[Start of Attachment]

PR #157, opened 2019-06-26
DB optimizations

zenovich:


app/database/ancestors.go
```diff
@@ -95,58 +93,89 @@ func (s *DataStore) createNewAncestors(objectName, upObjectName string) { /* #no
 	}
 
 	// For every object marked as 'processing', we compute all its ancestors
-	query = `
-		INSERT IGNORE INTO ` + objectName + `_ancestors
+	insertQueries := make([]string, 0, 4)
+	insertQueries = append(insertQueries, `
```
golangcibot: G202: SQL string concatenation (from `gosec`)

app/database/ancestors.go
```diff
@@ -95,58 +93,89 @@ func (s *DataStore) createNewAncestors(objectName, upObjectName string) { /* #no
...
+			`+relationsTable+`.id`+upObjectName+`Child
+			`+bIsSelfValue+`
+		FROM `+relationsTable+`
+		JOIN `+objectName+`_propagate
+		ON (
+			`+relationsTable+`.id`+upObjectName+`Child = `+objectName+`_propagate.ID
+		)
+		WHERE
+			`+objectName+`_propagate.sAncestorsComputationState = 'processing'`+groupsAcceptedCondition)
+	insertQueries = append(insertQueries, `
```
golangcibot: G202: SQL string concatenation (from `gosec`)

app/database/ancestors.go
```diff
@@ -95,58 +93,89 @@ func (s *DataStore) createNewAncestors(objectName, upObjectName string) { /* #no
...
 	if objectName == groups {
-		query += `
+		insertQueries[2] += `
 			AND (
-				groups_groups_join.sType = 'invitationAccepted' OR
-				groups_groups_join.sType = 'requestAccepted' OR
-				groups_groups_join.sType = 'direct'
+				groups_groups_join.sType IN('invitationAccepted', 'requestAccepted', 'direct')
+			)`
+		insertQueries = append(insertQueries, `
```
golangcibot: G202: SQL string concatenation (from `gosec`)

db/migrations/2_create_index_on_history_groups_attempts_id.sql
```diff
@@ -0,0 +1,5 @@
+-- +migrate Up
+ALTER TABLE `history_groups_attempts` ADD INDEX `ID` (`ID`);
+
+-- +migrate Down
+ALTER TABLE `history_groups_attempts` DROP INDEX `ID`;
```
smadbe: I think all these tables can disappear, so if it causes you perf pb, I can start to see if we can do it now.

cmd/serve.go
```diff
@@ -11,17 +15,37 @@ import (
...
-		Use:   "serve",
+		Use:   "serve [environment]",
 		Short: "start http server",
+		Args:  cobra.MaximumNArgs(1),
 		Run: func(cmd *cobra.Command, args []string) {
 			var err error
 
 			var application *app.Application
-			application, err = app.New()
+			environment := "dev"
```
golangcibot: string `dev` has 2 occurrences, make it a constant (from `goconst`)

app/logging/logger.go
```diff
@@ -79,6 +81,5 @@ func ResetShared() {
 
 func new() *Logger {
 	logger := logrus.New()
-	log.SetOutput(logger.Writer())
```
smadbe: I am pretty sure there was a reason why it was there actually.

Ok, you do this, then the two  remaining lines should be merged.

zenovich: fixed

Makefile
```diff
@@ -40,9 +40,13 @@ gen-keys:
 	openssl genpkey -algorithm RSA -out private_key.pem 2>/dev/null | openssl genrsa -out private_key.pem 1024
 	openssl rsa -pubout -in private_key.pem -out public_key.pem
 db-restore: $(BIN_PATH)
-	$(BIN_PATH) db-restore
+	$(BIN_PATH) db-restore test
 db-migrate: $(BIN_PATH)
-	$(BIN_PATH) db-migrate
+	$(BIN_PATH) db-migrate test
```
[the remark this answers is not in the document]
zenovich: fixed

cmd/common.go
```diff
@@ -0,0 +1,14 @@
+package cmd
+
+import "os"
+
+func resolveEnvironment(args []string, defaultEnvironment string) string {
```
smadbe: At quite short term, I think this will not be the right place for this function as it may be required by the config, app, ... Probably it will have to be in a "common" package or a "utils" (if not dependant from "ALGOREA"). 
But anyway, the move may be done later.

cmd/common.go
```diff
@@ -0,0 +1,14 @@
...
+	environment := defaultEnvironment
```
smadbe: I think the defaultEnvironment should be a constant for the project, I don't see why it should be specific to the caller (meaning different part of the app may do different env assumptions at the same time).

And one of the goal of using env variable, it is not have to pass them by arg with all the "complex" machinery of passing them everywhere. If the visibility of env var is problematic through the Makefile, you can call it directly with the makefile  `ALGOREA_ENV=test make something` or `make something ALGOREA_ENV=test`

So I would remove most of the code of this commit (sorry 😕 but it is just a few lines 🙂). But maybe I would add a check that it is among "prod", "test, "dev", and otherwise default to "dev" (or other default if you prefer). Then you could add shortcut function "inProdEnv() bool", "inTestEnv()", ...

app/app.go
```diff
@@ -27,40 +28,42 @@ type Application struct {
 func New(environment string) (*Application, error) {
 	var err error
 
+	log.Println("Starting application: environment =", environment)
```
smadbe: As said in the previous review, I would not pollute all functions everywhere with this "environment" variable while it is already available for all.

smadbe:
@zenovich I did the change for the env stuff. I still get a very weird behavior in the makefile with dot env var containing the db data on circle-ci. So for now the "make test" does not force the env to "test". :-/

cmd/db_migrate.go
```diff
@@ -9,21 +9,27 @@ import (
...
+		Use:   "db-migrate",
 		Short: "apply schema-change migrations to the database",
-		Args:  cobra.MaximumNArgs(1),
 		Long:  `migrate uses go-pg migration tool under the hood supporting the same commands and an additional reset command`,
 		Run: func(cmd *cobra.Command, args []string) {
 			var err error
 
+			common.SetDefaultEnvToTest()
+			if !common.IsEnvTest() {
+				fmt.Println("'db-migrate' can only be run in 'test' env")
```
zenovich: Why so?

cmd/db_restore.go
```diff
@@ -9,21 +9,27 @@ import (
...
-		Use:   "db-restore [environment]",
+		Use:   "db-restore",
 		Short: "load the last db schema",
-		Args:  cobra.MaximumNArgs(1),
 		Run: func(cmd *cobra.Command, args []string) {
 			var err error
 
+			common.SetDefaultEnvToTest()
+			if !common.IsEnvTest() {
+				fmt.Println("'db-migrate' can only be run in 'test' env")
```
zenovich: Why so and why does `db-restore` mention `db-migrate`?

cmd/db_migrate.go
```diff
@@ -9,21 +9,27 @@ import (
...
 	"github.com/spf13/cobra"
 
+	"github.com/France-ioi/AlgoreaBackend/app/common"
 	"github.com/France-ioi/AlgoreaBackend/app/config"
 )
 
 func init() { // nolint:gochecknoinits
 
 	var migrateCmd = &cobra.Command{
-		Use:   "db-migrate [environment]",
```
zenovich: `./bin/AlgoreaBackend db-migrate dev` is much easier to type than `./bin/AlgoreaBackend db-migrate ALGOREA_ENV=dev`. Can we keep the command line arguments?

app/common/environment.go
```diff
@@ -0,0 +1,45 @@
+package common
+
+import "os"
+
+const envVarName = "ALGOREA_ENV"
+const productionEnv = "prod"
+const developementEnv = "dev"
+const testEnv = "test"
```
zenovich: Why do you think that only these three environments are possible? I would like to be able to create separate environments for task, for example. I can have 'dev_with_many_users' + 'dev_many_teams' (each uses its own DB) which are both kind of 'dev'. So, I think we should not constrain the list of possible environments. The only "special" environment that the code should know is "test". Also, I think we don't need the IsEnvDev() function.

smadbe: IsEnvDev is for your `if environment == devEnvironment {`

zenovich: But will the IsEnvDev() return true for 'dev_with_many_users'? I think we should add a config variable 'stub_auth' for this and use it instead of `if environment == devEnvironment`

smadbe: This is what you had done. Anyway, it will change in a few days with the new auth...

[End of Attachment]

> **EXERCISE DIRECTIONS**: From the data above, output only the lines between the line containing "Ok, you do this, then" and the line containing "And one of the", inclusive, exactly as written.

> **TASK RESULT**:
Ok, you do this, then the two  remaining lines should be merged.

zenovich: fixed

Makefile
```diff
@@ -40,9 +40,13 @@ gen-keys:
 	openssl genpkey -algorithm RSA -out private_key.pem 2>/dev/null | openssl genrsa -out private_key.pem 1024
 	openssl rsa -pubout -in private_key.pem -out public_key.pem
 db-restore: $(BIN_PATH)
-	$(BIN_PATH) db-restore
+	$(BIN_PATH) db-restore test
 db-migrate: $(BIN_PATH)
-	$(BIN_PATH) db-migrate
+	$(BIN_PATH) db-migrate test
```
[the remark this answers is not in the document]
zenovich: fixed

cmd/common.go
```diff
@@ -0,0 +1,14 @@
+package cmd
+
+import "os"
+
+func resolveEnvironment(args []string, defaultEnvironment string) string {
```
smadbe: At quite short term, I think this will not be the right place for this function as it may be required by the config, app, ... Probably it will have to be in a "common" package or a "utils" (if not dependant from "ALGOREA"). 
But anyway, the move may be done later.

cmd/common.go
```diff
@@ -0,0 +1,14 @@
...
+	environment := defaultEnvironment
```
smadbe: I think the defaultEnvironment should be a constant for the project, I don't see why it should be specific to the caller (meaning different part of the app may do different env assumptions at the same time).

And one of the goal of using env variable, it is not have to pass them by arg with all the "complex" machinery of passing them everywhere. If the visibility of env var is problematic through the Makefile, you can call it directly with the makefile  `ALGOREA_ENV=test make something` or `make something ALGOREA_ENV=test`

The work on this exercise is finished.